━━━━━ EXTRACTED DATA ━━━━━
PR #1182, opened 2023-05-30
Fixed: MEI Basic Schema not validating

ahankinson:
The MEI.critapp module was not included, so the app.rdg.log class deletion was giving an error because it could not be found.

Additionally, added Laurent to the contributors and an entry in the revision log to reflect the changes from the MEI Developers Conference.


ahankinson:
Superseded by #1183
━━━━━
▸ **PROBLEM TO SOLVE**:
So that nothing is lost, please repeat all of the entries exactly.

▸ **ANSWER TO THIS PROBLEM**:
PR #1182, opened 2023-05-30
Fixed: MEI Basic Schema not validating

ahankinson:
The MEI.critapp module was not included, so the app.rdg.log class deletion was giving an error because it could not be found.

Additionally, added Laurent to the contributors and an entry in the revision log to reflect the changes from the MEI Developers Conference.


ahankinson:
Superseded by #1183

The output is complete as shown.